Before I had three kids, one infant seat, a playpen, a gnawed crib and an incomplete magnetic alphabet stuck to the refrigerator, I lived simply in a two-bedroom apartment with my husband.  We had a double bed in one bedroom and an office set up in the other. We had a spare closet filled with wedding gifts that we had never used.

Each week as I did my grocery shopping at the neighborhood store down the street, I couldn’t help but notice the chaos that seemed to accompany most Moms and their small children. I watched in fascination as they shrieked, coughed, sneezed, dropped canned vegetables in the isle and yelled.  From what I could tell, the Moms looked like they were dodging one disaster after another.

As a new wife and beginning teacher, my life fit very neatly into my Franklin-Covey Day Planner (This was long before the days of cell phones and ipads). Throughout my day, I performed a series of elaborate and time consuming rituals.  Over cereal, I would read my Bible.  I spent my day teaching reading, writing and arithmetic to a class full of third graders.  Over a Diet Dr.
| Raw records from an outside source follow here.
PR #832, opened 2021-07-29
Fix statistics playbook.

mtyaka:
This updates the settings to access the Elasticsearch API on the logs server. The Elasticsearch configuration changed recently and we need to update the credentials we use to access it from Ocim when running the `instance_statistics_csv` command.

**Test instructions**:

1. SSH into `stage.ocim.net.opencraft.hosting`.
2. Switch to the `www-data` user, activate the Ocim virtual environment and go to the `/var/www/opencraft` folder (or just attach yourself to the ocim screen session).
3. Run the instance statistics command (example: `make manage -- "instance_statistics_csv --domains=campus-xblocks-test.stage.opencraft.hosting --start-date=2021-06-01 --end-date=2021-06-30"`).
4. Verify that the script completes without any failures (note you might see some N/A in the final result table, but that should be because we don't have much data on stage, not because we weren't able to access elasticsearch).


ChrisChV:
@mtyaka Looks good :+1: 

- [X] I tested the command in `stage` multiple times with different values
- [X] I read through the code.

ChrisChV (approved):

mtyaka:
Thanks @ChrisChV!

playbooks/collect_instance_statistics/collect_elasticsearch_data.yml
```diff
@@ -19,6 +19,11 @@
         src: logs_server_requirements.txt
         dest: /tmp/logs_server_requirements.txt
 
+    - name: Copy Elasticsearch CA certificate
```
lgp171188, line 22: @mtyaka, see [this comment](https://github.com/open-craft/ansible-secrets/pull/295/files#r685361497).

playbooks/collect_instance_statistics/query_elasticsearch.py
```diff
@@ -45,14 +45,52 @@ def valid_date(s):
         help='The last day on which statistics should be gathered.',
         required=True
     )
+    parser.add_argument(
+        '--host',
+        default='localhost',
```
lgp171188, line 50: @mtyaka, since the host is configurable here, and we now have SSL and proper authentication, can't we reconfigure Elasticsearch to make its API available on the public IP address of the server? If the ELK VM and the Ocim prod VM are in the same OVH account and region, we can even restrict the access via a firewall rule.

CC @giovannicimolin @toxinu as the devops specialists.

mtyaka: Yes, if Elasticsearch was accessible directly from the Ocim VM, this script would be much cleaner.

I didn't feel confident doing that in this ticket since I don't know much about our Elasticsearch setup and I'm not sure what security implications opening access to it would have, but if we can restrict access via firewall, and if @giovannicimolin and @toxinu agree, I can create a follow-up ticket to do that.

PR #834, opened 2021-08-18
feat: [BB-4532] Add new column to report containing external lms domain, and change default report recipient

alfredchavez:
### Description:
This PR adds a new column to the report generated by instance_statistics_csv, which is called by `send_all_instances_report` to generate a report on all instances and then send it to the recipients defined by
`settings.TRIAL_INSTANCES_REPORT_RECIPIENTS`.

Also this PR changes the default recipient for this report  to `contact@opencraft.com`

### Jira Issue: 
https://tasks.opencraft.com/browse/BB-4532

### Test Steps:
- Deploy this branch on stage
- Set external_lms_domain in some instances
- Run `instance_statistics_csv` command, and check that the values in the generated `csv` are correct

### DIFF
--- a/instance/management/commands/instance_statistics_csv.py
+++ b/instance/management/commands/instance_statistics_csv.py
@@ -161,6 +161,7 @@ class Command(BaseCommand):
             name_prefix = appserver.server_name_prefix
             domain = instance.domain
             ref_name = instance.ref.name
+            external_lms_domain = instance.external_lms_domain or 'N/A'
 
             try:
                 betatestapplication = instance.betatestapplication_set.get()
@@ -177,7 +178,8 @@ class Command(BaseCommand):
                 'public_ip': appserver.server.public_ip,
                 'instance_age': datetime.now(instance.created.tzinfo) - instance.created,
                 'email': email,
-                'status': status
+                'status': status,
+                'external_lms_domain': external_lms_domain,
             }
 
         return instance_metadata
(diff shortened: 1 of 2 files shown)


instance/management/commands/instance_statistics_csv.py
```diff
@@ -161,6 +161,7 @@ def get_instance_metadata(self, instances):
             name_prefix = appserver.server_name_prefix
             domain = instance.domain
             ref_name = instance.ref.name
+            external_lms_domain = instance.external_lms_domain
```
lgp171188, line 164: @alfredchavez, instead of using the `''` which is the default value for this model field, can you use something like `'N/A'` like it is done for the other fields?

lgp171188 (approved):
@alfredchavez, :+1: You can merge (use the `Squash and merge` button in GitHub if there are multiple commits in the PR after adding the fix) this PR after addressing the open review comment and the CI checks pass.

- [x] I tested this and verified that a new field for the external domain is added to the report and its value is present in the report when an instance has the domain configured.
- [x] I read through the code
- [x] ~~Includes documentation~~

instance/management/commands/instance_statistics_csv.py
```diff
@@ -161,6 +161,7 @@ def get_instance_metadata(self, instances):
             name_prefix = appserver.server_name_prefix
             domain = instance.domain
             ref_name = instance.ref.name
+            external_lms_domain = instance.external_lms_domain if instance.external_lms_domain else 'N/A'
```
lgp171188, line 164:
```suggestion
            external_lms_domain = instance.external_lms_domain or 'N/A'
```

PR #838, opened 2021-08-26
[BB-4653] feat: implement a page in Ocim to enter the conversion data to send it to Matomo

lgp171188:
This PR implements the changes to add a page in Ocim, using which the superusers can enter the conversion data for the active betatest instances to be sent to Matomo.

This also adds a fix for an issue breaking the `make run.dev` command on the vagrant devstack.

**Testing instructions**:
* On a working Ocim devstack, checkout the source branch of this PR.
* Configure the `MATOMO_URL`, `MATOMO_SITE_ID`, `MATOMO_SITE_ID`, `MATOMO_CONVERSION_GOAL_ID` variables with appropriate values in the `.env` file.
* Try accessing `/marketing/conversion/` and verify that it requires logging in.
* Also verify that the logged-in user has to be a superuser to access the page.
* Log in as a superuser user and open `/marketing/conversion/`.
* Verify that the page renders properly with a form containing fields for instance, revenue and custom matomo tracking data.
* Verify that the queryset for the instance field is restricted to instances which have an associated betatest application and has been successfully provisioned. In the devstack, this can be done by creating a betatest application, creating an associated Open edX instance, and manually setting its `successfully_provisioned` field to `True`.
* Verify that the valid data submitted through this page is captured and available in Matomo.
* Try any other tests to try and break the functionality implemented in this PR. :)

### DIFF
--- a/marketing/forms.py
+++ b/marketing/forms.py
@@ -19,8 +19,10 @@
 """
 Forms for the `marketing` app
 """
+from decimal import Decimal
+
 from django.contrib.postgres.forms.jsonb import JSONField
-from django.forms import DecimalField, Form, ModelChoiceField
+from django.forms import DecimalField, Form, ModelChoiceField, ValidationError
 
 from instance.models.openedx_instance import OpenEdXInstance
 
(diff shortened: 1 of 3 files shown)


alfredchavez:
Hi @lgp171188 it looks good, and I have some questions about some things I've seen while testing this PR:
- In the custom matomo tracking data field:
    - The default value is null(writable as text, it seems confusing), I think maybe the default value should be an empty json(`{}`)
    - It accepts simple numbers(integers and floats) as valid json
- In the Revenue field:
   - Not sure if we should allow negative values as revenue, 

Apart from that, I think that after I get the credentials and see that data is being send correctly to matomo, it should be ready to get merged

lgp171188:
@alfredchavez,

> The default value is null(writable as text, it seems confusing), I think maybe the default value should be an empty json({})

I will check and try to fix this.

> It is accepting simple numbers(integers and floats) as valid json

These are valid JSON values and that is why the field is accepting it. However, the code in `views.py` is checking whether the submitted JSON data is a Python dictionary and only then adds it to the request data. I will try to move this to the form validation as well.

> Not sure if we should allow negative values as revenue

I didn't restrict it to just zero and positive values because there could be some loss from a customer. :)

lgp171188:
@alfredchavez,

> Hi @lgp171188 it looks good, and I have some questions/suggestions about some things I've seen while testing this PR:

Btw, it will be better to leave the comments in the relevant lines of the code so that it is easy to track the changes made for addressing the comments.

alfredchavez:
@lgp171188 I am rerunning the integration tests group that have failed, and I am approving this PR after it passes the checks 👍🏽

alfredchavez (approved):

Pepper, I graded papers while faithfully watching the ten o’clock news each evening.  It was more or less the pattern of my life…enter daughter number one.

I suddenly found myself pushing her stroller through the mall, feeling overwhelmed by all the things I had to do and the fact that she didn’t like to sleep, but she loved to cry!  I felt ambushed by the demands on me.  Then my son came on the scene.  In an efficient moment, I could nurse kid two and eat the cold remains of kid one’s scrambled eggs.  Then while brushing kid one’s hair, I could list the things I needed to do for the day. And yes, I did have to make trips to the grocery store.  I think anyone who observed me would have seen only our chaos and confusion.  I knew, however, that while there was little external evidence to indicate my competency as a mom, my efficiency was definitely getting better.

Is there any visible result of all the effort and energy mothers put into their families?  Has a three-year old ever said, “Thanks, Mom, for the delicious nourishing breakfast you worked hard to prepare for me and the frying pan you so diligently scrubbed—someday I will go off into the world and be an admirable human being because given your training and good example, what else could I be?”

I’ve often wished I could find those moms I had watched so many years before in the grocery store.  Despite what life looked like on the outside, now I know that they were consciously moving their clan safely through childhood.  Now I know they were nourishing their child’s individuality and giving them plenty of opportunities to know joy.  Now I know the heartfelt joy a Mom experienced because she chose not to miss a detail of their lives.  To someone without kids, motherhood may look like total chaos.  But I am now convinced that inside almost every mom lurks a highly competent efficiency expert.  If I found those Moms again, I would tell them so.  But how would I get there driving in all that traffic with my three kids in the back seat arguing over whether the package of Skittles was divided evenly among them?  I’m still working on that one!